Don't lose your mind over your weight!
Many dieters complain that the only thing they lost recently while on a plan was their mind and not weight! Why? Simon Lovell from www.thelunchboxdiet.com explains...
The stress involved in dieting can be high. The pressure to be thin can be immense. We are willing to try most anything to lose weight. And after all the effort, many times they feel as though they’ve failed. Stop! You haven’t failed, the diet failed you! Here are some of the common stressors in dieting. Before you embark on another effort to lose weight, check the diet against the following warning flags that will tell you if the diet will again fail you.

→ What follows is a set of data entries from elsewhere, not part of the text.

Issue #489, opened 2020-12-17
Revive docker image


inhuman:
**Is your feature request related to a problem? Please describe.**
No docker image for CI

**Describe the solution you'd like**
Create please docker image for use in CI

doniacld:
Hey
I would be happy to work on this issue.

doniacld:
Hey @inhuman 
When revive will be released, you will be able to pull the docker image `ghcr.io/mgechev/revive:<tag-version>`. It will be found under the assets section.

If you really need it in the docker hub. I'll let @mgechev or @chavacava creates a repository in [dockerhub](https://docs.docker.com/docker-hub/repos/) under their name for revive if they want to. Then, I could update the goreleaser file to push also on the dockerhub when revive is released.

Also, I am curious why you do not use the binary and you need a docker image ? :)

PR #503, opened 2021-03-16
Add goreleaser & a gh workflow

Clivern:
**Why**
It should be handy to get revive binary without installing go.  also I want to add revive inside dockerfile without a dedicated stage to build the binary. So I will have a place to get binaries from (related to https://github.com/mgechev/revive/issues/489):

```zsh
curl -sL https://github.com/mgechev/revive/releases/download/vx.x.x/revive_x.x.x_OS.tar.gz | tar xz
```

**How**
With this PR, every time you create a tag, release github workflow runs to build binaries (linux, windows, mac) and upload them to releases section on github https://github.com/mgechev/revive/releases. It also add the changelog from commits.

### DIFF
--- a/.github/workflows/release.yml
+++ b/.github/workflows/release.yml
@@ -1,0 +1,29 @@
+name: Release
+
+on:
+  push:
+    tags:
+      - '*'
+
+jobs:
+  goreleaser:
+    runs-on: ubuntu-latest
+    steps:
+      -
+        name: Checkout
+        uses: actions/checkout@v2
+        with:
+          fetch-depth: 0
+      -
+        name: Set up Go
+        uses: actions/setup-go@v2
+        with:
+          go-version: 1.16
+      -
+        name: Run GoReleaser
+        uses: goreleaser/goreleaser-action@v2
+        with:
+          version: latest
+          args: release --rm-dist
+        env:
+          GITHUB_TOKEN: ${{ secrets.GITHUB_TOKEN }}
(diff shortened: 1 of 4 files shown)


mgechev (approved):

mgechev:
@Clivern looks like the recent actions have been failing. Interesting why without changes the secret seems to no longer work? https://github.com/mgechev/revive/runs/5102785873?check_suite_focus=true

Clivern:
Hey @mgechev,

I think this is related to this PR https://github.com/mgechev/revive/pull/590. It doesn't authenticate with gitHub docker registry to push the docker image. I think it can be fixed by adding this step in https://github.com/mgechev/revive/blob/master/.github/workflows/release.yml

```
      - name: Log into registry
        run: echo "${{ secrets.GITHUB_TOKEN }}" | docker login docker.pkg.github.com -u ${{ github.actor }} --password-stdin
```

cc @doniacld

mgechev:
Thanks for looking into this!

mgechev:
Getting a similar failure [here](https://github.com/mgechev/revive/runs/5118448013?check_suite_focus=true). For some reason docker doesn't consume the token via stdin properly?

Clivern:
yeah, goreleaser push to `ghcr.io` while i used `docker.pkg.github.com`. final fix https://github.com/mgechev/revive/pull/631

mgechev:
The release is green now. Thank you for the fixes :)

Does the diet have a lot of rules?
We have enough rules that we have to follow. Don’t speed. Get to work on time. Pay your bills on time. Women past 35 shouldn’t wear mini-skirts. (That last one is ludicrous, by the way. Wear what you want!) Why put added stress on yourself by succumbing to a list of self-inflicted rules about what you should and shouldn’t eat?
The fact is, you like what you like. Nobody’s going to convince you to eat five grapefruit a day if you don’t like it. Some fad diets are so demanding that you might wonder why bother eating at all? They’ve sucked the sheer joy out of eating!
Inflexibility in some dieting plans is a major sabotage! When there is no wiggle room for occasional indulgences, the diet will fail you. When we deny ourselves constantly the things we really enjoy, the tendency to binge on that item grows with every day you don’t give your tongue the satisfaction it desires. Instead of having a crisp or a cookie now and again you eat an entire box!
Does the diet involve calorie countring (or carb or fat grams?)
As if your life weren’t busy enough. I contend that the amount of time the average dieter spends tabulating calories or carb grams per day could easily put her in a gym for a 5 K run on the treadmill! Think about it. When was the last time you said “I have too much time on my hands. I really wish I had another tedious task to eat up my time!” Of course you didn’t. You’re a busy person! So, again, why are you adding stress to your life?
Diets that force you to spend time counting and learning the carbohydrate content of everything are bound to fail you if you live a busy life. You simply don’t have time. You need a simple plan that is easy to manage.
Does the diet involved elaborate recipies?
Here we are with a time issue again. A lot of diets require complicated recipes and preparation. If you’ve gained weight because you didn’t have time to cook a healthy meal and ate fast food, what makes you think you will all of a sudden change and start preparing elaborate meals with ingredients you’ll have to search for at five markets?
Eating healthy doesn’t mean you have to spend a lot of time in the kitchen. In fact, some of the foods that are best to eat on a diet involve nothing more than a quick rinse in the sink for preparation.
Is the diet a roller coaster ride?
You may like roller coasters, but I know you don’t like to see them on your scale. Any diet, and I mean any diet, that allows you to lose a lot of weight in a short amount of time will fail you in the end (and rear end for that matter). Healthy, long-term weight loss involves slow, steady weight loss. There’s nothing worse than working so hard at something only to have the end result ruined. Think about the last time you worked really hard on a project and for reasons beyond your control, the project was tossed by your boss or co-worker.
If you’ve been on a restricted calorie diet, I know you’ve worked hard! I know you sacrificed and gave up and pulled from deep down to have the willpower to turn down eating when you were hungry enough to eat an elephant. You got into those skinny jeans! Yea for you! But what happened in a month? That’s right. The skinny jeans got put back at the bottom of the pile in the closet. Here you go again! You feel like you failed. You’ve added stress to your life. But you didn’t fail. The diet failed you because it made promises it couldn’t keep.